We consider a multiobjective bilevel optimization problem, and also its scalar objective special case. Based on an apparently naïve set-valued optimization transformation of the problem, it was discovered that most (if not all) well-known results on bilevel optimization optimality conditions theory can be related to this model. In this talk, we will present these results and the connections between the aforementioned set-valued model and the standard optimistic and pessimistic bilevel optimization problems. Some possible paths to solution algorithms and illustrative examples will also be discussed.

15:30 – 15:50 Coffee Break

15:50 – 16:50 Session 4 – Uncertainty and Multi-Objective Optimisation
Chair: Jörg Fliege

15:50 – 16:20: Corinna Krüger (Georg-August-Universität Göttingen).
On Decision Uncertainty in Multiobjective Linear Programming(slides)
(Abstract)

We study uncertain multiobjective linear programs in which decision variables are uncertain, i.e., decisions may not be realized as they have been planned. We assume that the deviation between the planned and the realized variable is an element of a polyhedral uncertainty set. The uncertainty is modeled with a point-to-set map by adding all possible perturbations to the considered decision variable.
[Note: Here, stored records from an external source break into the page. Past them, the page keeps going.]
PR #61, opened 2023-08-07
Runtime client vars

ciaranschutte:
- runtime config  
  - add api route
  - add central config point that doesn't completely break convention
  - add context provider
  - update all usages of env vars
- add env var to denote when NEXT is building
- update readme
- refactor global url. turns out there's very little "global" about them. better to move them to where they're used instead of changing this into a hook.


src/app/api/config/config.ts
```diff
@@ -0,0 +1,64 @@
...
+			serverEnv.NEXT_PUBLIC_EGO_PUBLIC_KEY || process.env.NEXT_PUBLIC_EGO_PUBLIC_KEY || '',
+		UI_VERSION: packageJSON.version,
+		REGION: serverEnv.NEXT_PUBLIC_REGION || process.env.NEXT_PUBLIC_REGION || '',
+		PLATFORM_UI_ROOT:
+			serverEnv.NEXT_PUBLIC_PLATFORM_UI_ROOT || process.env.NEXT_PUBLIC_PLATFORM_UI_ROOT || '',
+		RECAPTCHA_SITE_KEY:
+			serverEnv.RECAPTCHA_SITE_KEY || process.env.NEXT_PUBLIC_RECAPTCHA_SITE_KEY || '',
+	};
+	return config;
+};
```
ciaranschutte, line 64: could use some cleanup but it's functional.
dynamic keys become an issue because of build time inlining of variables.

src/lib/egoJwt.ts
```diff
@@ -21,9 +21,8 @@
 import memoize from 'lodash/memoize';
 
 import createEgoUtils from '@icgc-argo/ego-token-utils';
-import { getAppConfig } from '@/global/config';
 
-const TokenUtils = createEgoUtils(getAppConfig().EGO_PUBLIC_KEY);
+const TokenUtils = createEgoUtils('');
 
 export const decodeToken = memoize((egoJwt?: string) =>
 	egoJwt ? TokenUtils.decodeToken(egoJwt) : null,
```
ciaranschutte, line 28: this a little more involved to get working with the new app config.
none of these functions appear to be in use, so may be a non issue
@demariadaniel are these needed?

ciaranschutte:
investigating CI issues

src/lib/egoJwt.ts
ciaranschutte: changed to empty string to not block, did not remove until verifying not needed

src/app/api/config/config.ts
```diff
@@ -0,0 +1,79 @@
...
+		UI_VERSION: packageJSON.version,
+		REGION: serverEnv.NEXT_PUBLIC_REGION || process.env.NEXT_PUBLIC_REGION || '',
+		PLATFORM_UI_ROOT:
+			serverEnv.NEXT_PUBLIC_PLATFORM_UI_ROOT || process.env.NEXT_PUBLIC_PLATFORM_UI_ROOT || '',
+		RECAPTCHA_SITE_KEY:
+			serverEnv.RECAPTCHA_SITE_KEY || process.env.NEXT_PUBLIC_RECAPTCHA_SITE_KEY || '',
+		ARGO_ROOT: serverEnv.ARGO_ROOT || process.env.ARGO_ROOT || 'https://www.icgc-argo.org',
+		EGO_API_ROOT,
+		EGO_CLIENT_ID,
+		EGO_LOGIN_URL,
```
demariadaniel, line 74: Ego vars should be treated the same no?

ciaranschutte: in regards to the `serverr || client || default`? yes - they're defined just above this block so we can cleanly put in the `EGO_LOGIN_URL` which is composed from other variables. only other way to do that is a function expression object I think and that looks pretty gnarly suddenly throwing `this` in here

Dockerfile
```diff
@@ -12,7 +12,7 @@ WORKDIR /appDir
 
 COPY . .
 RUN npm ci
-RUN npx next build
+RUN npm run build
```
demariadaniel, line 15: Why the change from npx next to npm run?

src/lib/egoJwt.ts
demariadaniel: I see what you mean, this was setting up for additional Login functionality but aren't in use at the moment

demariadaniel (approved):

Two cases are considered. At first, the uncertainty is placed in the objective functions and we show that it can be neglected because it does not affect the efficient set of the linear program. Secondly, the uncertainty is carried in the constraints which makes the uncertain linear program amenable to be treated with the robust optimization framework of Ben-Tal and Nemirovski.
We present two ways of generalizing their definition of the robustness gap (RG) from single-objective to multiobjective optimization. On the one hand we quantify the RG by the distance between Pareto sets. On the other hand, the RG is considered as the objective value of a quadratic program. We show that both concepts are closely related with each other.

16:20 – 16:50: Marc Goerigk (Lancaster University).
Robust and Multiobjective Optimisation: Opportunities and Challenges(slides)
(Abstract)

We collect the various ways robust and multiobjective optimisation have been interacting in the recent literature: This includes adding robustness as a new objective function to a singeobjective problem, considering the robust counterpart of a multiobjective problem, or using a multiobjective perspective on a classic robust optimisation problem. We discuss the new research challenges this creates, but also analyse the opportunities for both fields to profit from each other.

16:50 – 17:00 Break

17:00 – 18:00 Keynote II and Closing
Chair: Matthias Ehrgott

17:00 – 17:50: Firdevs Ulus (Bilkent Üniversitesi).
Algorithms for Convex Vector Optimization Problems (slides)
(Abstract)

In order to solve convex vector optimization problems (CVOPs), a Benson type algorithm and its dual variant have been proposed recently. These algorithms ‘solve’ CVOPs in any size, where the objective and constraint functions are not necessary differentiable and the ordering cones are allowed to be any solid pointed polyhedral cone. Both algorithms work in the image space and they find a ‘finite weak ε-solution’ which provides an inner and an outer approximation of the efficient frontier. These algorithms work well if the feasible region is compact which implies that (1) the problem is bounded in the sense that the ‘ideal objective’ is finite and (2) a finite weak ε-solution to the problem exists. However, in many applications, the feasible region is not necessarily compact and the problem may be unbounded. In this talk, in addition to presenting the algorithms for bounded CVOPs, the aim is to discuss the following questions: 1- Is there a finite solution concept for unbounded convex optimization problems? 2- If this is the case, are there conditions which guarantee the existence of such a solution? 3- Can we extend the forementioned algorithms to unbounded CVOPs?